Fourth of July,

a day for weddings

and collecting memories to span a lifetime.

A day to remember the foundations of things,

hot and leafy in the park,

photos and well-wishes.

Parades of marching men

and weapons of destruction

leave their dusty trail in another world.

In this sky, brazen in the heat,

only birds shriek their threats and war cries.

Published by

Jane Dougherty

I used to do lots of things I didn't much enjoy. Now I am officially a writer. It's what I always wanted to be.

32 thoughts on “Anniversary”

      1. Very good point. Interestingly enough, I’ve been checking out the books and interviews of Neely Fuller Jr. I remember a couple of clips where he talks about how only military personnel or people who did any fighting or conquering get the most recognition especially in America (coincidentally enough, Fuller served in two military branches decades ago). He brings up some points such as how you don’t see that many statues or memorials based on doctors, teachers, peace activists, or inventors who made inventions that saved lives. It’s as if society here glorifies destruction more than construction.

      2. I think it’s the same everywhere to an extent. Monument building is really a thing of the past but even so there are statues to poets, philosophers, politicians, scientists etc, streets and schools are names after them, almost 100% male, it has to be said. We still tend to hail every soldier (professional) killed in action as a hero. Okay, some might have done something altruistic and heroic to get themselves killed, most though just get killed while they’re killing other people, or they’re in an accident. Heroes maybe, maybe not. We ought to widen the scope a bit.
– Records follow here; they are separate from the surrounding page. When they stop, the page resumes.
PR #900, opened 2026-09-05
Fix for Issue #772

### LINKED ISSUE #772: Extract duplicated requireAdmin checks into a shared middleware
## Problem
The same six-line private `requireAdmin` method is copy-pasted verbatim in three controllers:
- `apps/server/src/api/v1/alerts/controller.ts` ~45-51
- `apps/server/src/api/v1/oncall/controller.ts` ~14-20
- `apps/server/src/api/v1/retention/controller.ts` ~18-24

and `apps/server/src/api/v1/users/controller.ts` inlines the same check seven more times (lines ~46, 65, 111, 203, 248).

## Suggested fix
Extract a `requireAdmin` Express middleware next to `authenticateJWT` in `apps/server/src/middleware/auth.ts` and apply it at the router level for admin-only routes.

aryansinha1908:
## Issue Reference

Closes #772

---

## What Was Changed

Extracted the duplicated admin authorization check into a single `requireAdmin`
Express
middleware in `apps/server/src/middleware/auth.ts`, next to `authenticateJWT`, and
applied
it at the router level.

**Removed 18 copies of the same check across 5 controllers:**

| Controller | Removed |
|---|---|
| `alerts/controller.ts` | private helper + 2 call sites |
| `oncall/controller.ts` | private helper + 4 call sites |
| `retention/controller.ts` | private helper + 4 call sites |
| `ai/controller.ts` | private helper + 3 call sites |
| `users/controller.ts` | 5 longhand `if (!req.user \|\| req.user.role !==
Role.Admin)` blocks |

**Applied in the routers:**

- `retention/router.ts` — `router.use(requireAdmin)`; all four routes are
admin-only.
- `alerts`, `oncall`, `ai`, `users` — per-route, since each of these routers mixes
admin and open endpoints (`GET /oncall/teams`, `GET /ai/status`, `POST /ai/filter`,
  `GET /users`, `/users/profile`).

**Incidental cleanups the refactor required:** dropped four now-unused `Role`
imports,
renamed three handler `req` params to `_req` where the guard was their only
consumer, and moved the "reading the schedule is open, changing it is admins only" rationale
comment from the deleted oncall helper onto the router where the split is now expressed.

**New tests:** `apps/server/tests/requireAdmin.test.ts` — 12 tests over all 18
gated routes.

Net **-94 / +51** lines in `src/`.

---

## Why Was It Changed

The same six-line check was maintained in five places, and it had already drifted.
Two concrete symptoms found while doing this:

1. **`ai/controller.ts` had a fourth copy** that the issue didn't list — the drift
was already spreading beyond the three known sites.
2. **`getAllUsersHandler` had silently degraded.** It checks only `if (!req.user)`
— the role comparison is missing — while still returning the `'Forbidden: Admins
only'` message and sitting under a `// (admin only)` router comment. Five near-identical copies is exactly how a load-bearing check loses a clause without anyone noticing.

Putting the gate in `router.ts` also makes it visible where routes are declared, so a reviewer adding an admin route can see the gate rather than having to read the handler body.

**This PR is behavior-preserving.** Status code, error message and JSON body are identical for every request shape:

| Request | Before | After |
|---|---|---|
| Admin JWT | passes | passes |
| Editor / Operation | 403 `Forbidden: Admins only` | same |
| Viewer, write | 403 `Forbidden: Viewer users cannot edit data` (from
`authenticateJWT`, upstream) | same |
| Viewer, read | 403 `Forbidden: Admins only` | same |
| `x-api-token` caller | 403 (API-token auth sets no `req.user`) | same |
| No credentials | 401 from `authenticateJWT` | same |

Ordering is structurally guaranteed: `requireAdmin` reads `req.user`, and all five routers mount below `router.use(authenticateJWT)` at `v1.ts:65`, which is `createV1Router`'s only mount point.

---
## Additional Context

**`GET /users` is deliberately left ungated.** It looks like the same check but isn't, and `apps/client/src/hooks/queries/users/useUsers.ts` is consumed by `AlertsFilterPanel`, `AlertsSelectionBar`, `AlertOwnerColumn`, `useAlertGrouping`, `useAlertSorting`, `AlertInfoSection`, `CommentsWall`, `AlertLastCommentSection` and `pages/Oncall.tsx` — every authenticated role depends on it for owner and comment-author names. 
Applying `requireAdmin` here would 403 the alerts UI for editors, viewers and operation users. The handler keeps its `!req.user` check (which rejects API-token callers) and both it and the route now carry a comment saying why it's open. **The stale `'Forbidden: Admins only'` message and the `(admin only)` router comment were a copy-paste artifact; the router comment is corrected here, the response body is left untouched since changing it is client-visible.**
If the gate is actually wanted, that's a deliberate breaking change and belongs in its own issue.

**One intentional divergence:** `router.use(requireAdmin)` on the retention router means unmatched paths under `/api/v1/retention/*` now return **403 instead of 404** for non-admins.
Arguably an improvement (it stops leaking route existence), but flagging it as a real change.

**Type narrowing at `users/controller.ts`.** `updateUserPasswordHandler`'s self-reset guard reads `req.user.id` and only compiled because the deleted check narrowed `req.user`. It's now `if (req.user && userId === parseInt(req.user.id, 10))` — eslint's `recommended` config bans non-null assertions, so `req.user!` wasn't an option. `ai/controller.ts` needed no equivalent change: `AiBL.updateConfig(updates, user?: User)` already takes an optional user.

**No boolean helper was exported alongside the middleware.** After this refactor zero call sites need one, and exporting two shapes of the same rule is how the duplication would grow back.

### Verification

- `pnpm --filter @OpsiMate/server test` — **351 passed** (339 pre-existing + 12
new).
- Typecheck clean.
- The new tests were mutation-checked: neutering `requireAdmin` to a bare `next()`
fails 5
  of the 12, so they aren't passing vacuously.
- Pre-existing regressions kept green: `alerts.test.ts:1799` (silence-reset rejects
  non-admins), `aiConfig.test.ts:117` (viewer 403 on `GET /ai/config`),
`auth.test.ts:174`
  (non-admin cannot delete a user).

The new suite asserts the *layering*, not just the status code — 401 before 403 for unauthenticated calls, viewers getting the write-block message on writes vs admins-only on reads, API-token callers rejected, and route-ordering locks (`/users/profile` before `/:id`, the silence-reset gate not leaking onto `/alerts/:alertId`) that would catch a stray `router.use` on a mixed router.

## Summary by CodeRabbit

- **Access Control**
  - Centralized admin authorization for AI configuration and connection testing, alert silence-reset settings, retention management, on-call team changes, and user administration.
  - Non-admin authenticated users can continue accessing designated shared endpoints, including on-call team lists, AI status, user lists, and alert-related data.
  - Unauthorized requests now receive consistent authentication or forbidden responses across protected routes.

- **Tests**
  - Added coverage for protected routes, permitted shared routes, role-based responses, and route-isolation behavior.

### DIFF
--- a/apps/server/src/api/v1/ai/controller.ts
+++ b/apps/server/src/api/v1/ai/controller.ts
@@ -1,5 +1,5 @@
 import { Response } from 'express';
-import { AiFilterQuerySchema, Logger, Role, UpdateAiConfigSchema } from '@OpsiMate/shared';
+import { AiFilterQuerySchema, Logger, UpdateAiConfigSchema } from '@OpsiMate/shared';
 import { AiBL, AiDisabledError, AiValidationError, BedrockCallError } from '../../../bl/ai/ai.bl';
 import { AuthenticatedRequest } from '../../../middleware/auth';
 import { isZodError } from '../../../utils/isZodError.ts';
@@ -34,18 +34,7 @@ export class AiController {
 		return true;
 	}
 
-	// Org-wide configuration holding a credential — admin-only, same gate the
-	// retention and silence-reset settings use.
-	private requireAdmin(req: AuthenticatedRequest, res: Response): boolean {
-		if (!req.user || req.user.role !== Role.Admin) {
-			res.status(403).json({ success: false, error: 'Forbidden: Admins only' });
-			return false;
-		}
-		return true;
-	}
-
-	getConfigHandler = async (req: AuthenticatedRequest, res: Response) => {
-		if (!this.requireAdmin(req, res)) return;
+	getConfigHandler = async (_req: AuthenticatedRequest, res: Response) => {
 		try {
 			const config = await this.aiBL.getConfig();
 			return res.json({ success: true, data: config });
@@ -56,7 +45,6 @@ export class AiController {
 	};
 
 	updateConfigHandler = async (req: AuthenticatedRequest, res: Response) => {
-		if (!this.requireAdmin(req, res)) return;
 		try {
 			const updates = UpdateAiConfigSchema.parse(req.body ?? {});
 			const config = await this.aiBL.updateConfig(updates, req.user);
@@ -111,8 +99,7 @@ export class AiController {
 		}
 	};
 
-	testConnectionHandler = async (req: AuthenticatedRequest, res: Response) => {
-		if (!this.requireAdmin(req, res)) return;
+	testConnectionHandler = async (_req: AuthenticatedRequest, res: Response) => {
 		try {
 			const result = await this.aiBL.testConnection();
 			// Always 200: a failed Bedrock call is a RESULT the user asked for, not a
--- a/apps/server/src/api/v1/ai/router.ts
+++ b/apps/server/src/api/v1/ai/router.ts
@@ -1,14 +1,15 @@
 import { Router } from 'express';
 import { AiController } from './controller';
+import { requireAdmin } from '../../../middleware/auth';
 
 export default function createAiRouter(controller: AiController) {
 	const router = Router();
 
 	router.get('/status', controller.statusHandler);
 	router.post('/filter', controller.filterHandler);
-	router.get('/config', controller.getConfigHandler);
-	router.put('/config', controller.updateConfigHandler);
-	router.post('/test', controller.testConnectionHandler);
+	router.get('/config', requireAdmin, controller.getConfigHandler);
+	router.put('/config', requireAdmin, controller.updateConfigHandler);
+	router.post('/test', requireAdmin, controller.testConnectionHandler);
 
 	return router;
 }
--- a/apps/server/src/api/v1/alerts/controller.ts
+++ b/apps/server/src/api/v1/alerts/controller.ts
@@ -6,7 +6,6 @@ import {
 	AlertStatus,
 	CreateCommentSchema,
 	Logger,
-	Role,
 	UpdateCommentSchema,
 	UpdateSilenceResetSettingsSchema,
 } from '@OpsiMate/shared';
@@ -179,18 +178,7 @@ export class AlertController {
 		return res.type('application/json').send(`{"success":true,"data":{"alerts":${snapshot.json}}}`);
 	}
 
-	// Both silence-reset endpoints are admin-only: this is org-wide configuration, same
-	// gate the retention settings use.
-	private requireAdmin(req: AuthenticatedRequest, res: Response): boolean {
-		if (!req.user || req.user.role !== Role.Admin) {
-			res.status(403).json({ success: false, error: 'Forbidden: Admins only' });
-			return false;
-		}
-		return true;
-	}
-
-	async getSilenceResetSettings(req: AuthenticatedRequest, res: Response) {
-		if (!this.requireAdmin(req, res)) return;
+	async getSilenceResetSettings(_req: AuthenticatedRequest, res: Response) {
 		try {
 			const settings = await this.alertBL.getSilenceResetSettings();
 			return res.json({ success: true, data: settings });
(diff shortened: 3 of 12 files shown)


idanlodzki:
Reviewed this carefully — an auth refactor is exactly where a subtle protection change hides, so I diffed the full protection map against main: **all 18 previously-gated call sites map 1:1 to the new router-level gates, and nothing gained or lost a gate.** The judgment calls are right too — `GET /users` left open with the reason documented (the old "(admin only)" comment was aspirational; the alerts UI needs it for every role), `retention` as a router-wide `use`, mixed routers per-route. And `requireAdmin.test.ts` is the best part of the PR: enumerating every gated route and pinning the layering (401 before 403, API-token rejection) is what makes this refactor safe to merge and *stay* safe.

Two small things to fix before merge, both from CodeRabbit and both quick:

1. **`users/router.ts` route comments drifted from the paths** — "PATCH /users/password" sits on `/:id/reset-password` and "PATCH /user/:id" should be `/users/:id`. On a security-sensitive router, comments that misname endpoints are worse than none; please align them.
2. **`requireAdmin.test.ts:42`** — the inline `Record<string, (p: string) => Test>` cast violates the repo's named-interfaces rule (no anonymous inline object types, tests included; CodeRabbit enforces it from org settings so it only surfaces in review). Declare an interface for the supertest verbs and type `method` as its key, e.g.:

```ts
interface HttpMethodCaller {
	get: (path: string) => Test;
	post: (path: string) => Test;
	put: (path: string) => Test;
	patch: (path: string) => Test;
	delete: (path: string) => Test;
}
const send = (method: keyof HttpMethodCaller, path: string) => (app as unknown as HttpMethodCaller)[method](path);
```
(and tighten `ADMIN_ROUTES` to `[keyof HttpMethodCaller, string][]` so the verbs stay checked).

Push those two and this is ready. CI is already green — the approval gate re-arms on every push from a first-time fork, so ping here if your next push sits at "action required" and I'll approve it. Genuinely strong first contribution.

idanlodzki:
Checking in — the two small fixes from my review (route comments in `users/router.ts`, and the named interface for the supertest verbs in `requireAdmin.test.ts`) are all that stand between this and merge. The rest of the refactor is verified and solid. Are you still able to push them? If you're short on time, say so and I'll apply them on top of your branch with you as the author of the PR.

aryansinha1908:
@idanlodzki Sorry for the late response, I will push the fixes soon.

idanlodzki:
Hi again — no pressure at all, I know life gets busy. Your refactor is verified and in really good shape; the only things left are the two tiny items above (the route comments and the named interface in the test), and honestly they're a five-minute job.

To save you the round-trip, I'm happy to just apply those two on top of your branch and merge — you'd stay the author, and it would land as your contribution. If you'd rather make the changes yourself, that's great too, just say so and I'll wait. Otherwise I'll go ahead in a few days so your work gets in. Thanks again for taking this on — it's a genuinely good first contribution.

aryansinha1908:
I am so sorry for these late changes. I have alot of things going on in my college. I hope the changes are satisfactory.

idanlodzki:
No apology needed — college comes first, and the changes are exactly right. Both items are done: the route comments now name the real paths, and the supertest verbs go through a named `HttpMethodCaller` interface. You went further and added two tests pinning that `/users/profile` and `/users/role` still match before the gated `/:id` — that's precisely the regression an auth refactor needs, thank you.

Verified on top of current main: 386/386 server tests, lint at CI strictness, Prettier clean. I've approved the CI run (first-time forks are gated on every push). This is ready; it merges once the maintainer signs off, which should be soon. Really good first contribution — and if you like the project, a ⭐ on the repo helps us a lot.

idanlodzki:
Merging — thank you! 🎉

      3. That’s true since I’m sure every country on the planet has at least one monument, statue, etc. for someone in some way. I feel like we have a ton more for soldiers here in America. You can go to some of the smaller towns with a 4 digit population and you might see a local person in statue form. You bring up a good point about how there are so many male statues. Women should certainly be represented, too. The scope should certainly be widened and not be limited to certain occupations or gender.

      4. We all have a long way to go before you’ll see a state funeral for a woman who died in a fire rescuing other people’s kids. You might only have to wait a few weeks and there’ll be one for a soldier killed when his truck rolled off a sand dune in a desert somewhere.

      5. That’s part of the problem. We are fixated on a particular type of ‘worth’. Small, everyday heroism doesn’t count. We still hold up ‘our brave boys’ as the summum of heroism, the only ‘gestures’ that get the weeping crowds out on the streets.

      6. Exactly! It’s like society gauges the worthiness of heroism and it can be quite skewed. Apparently saving children from a burning building isn’t as heroic as gunning people down in their eyes? That’s a sad state of thinking. Also, those same people who want to go to war to bomb people all the time most likely didn’t serve in the military. We call them chickenhawks here in America.

      7. We knock the old Medieval kings and princes, but at least when they picked a fight with someone, it was expected they’d at least have the decency to lead their army. Can you imagine Trump or Kim out in front of the troops with AK-47s in their fists? I have a pretty good imagination but that defeats me.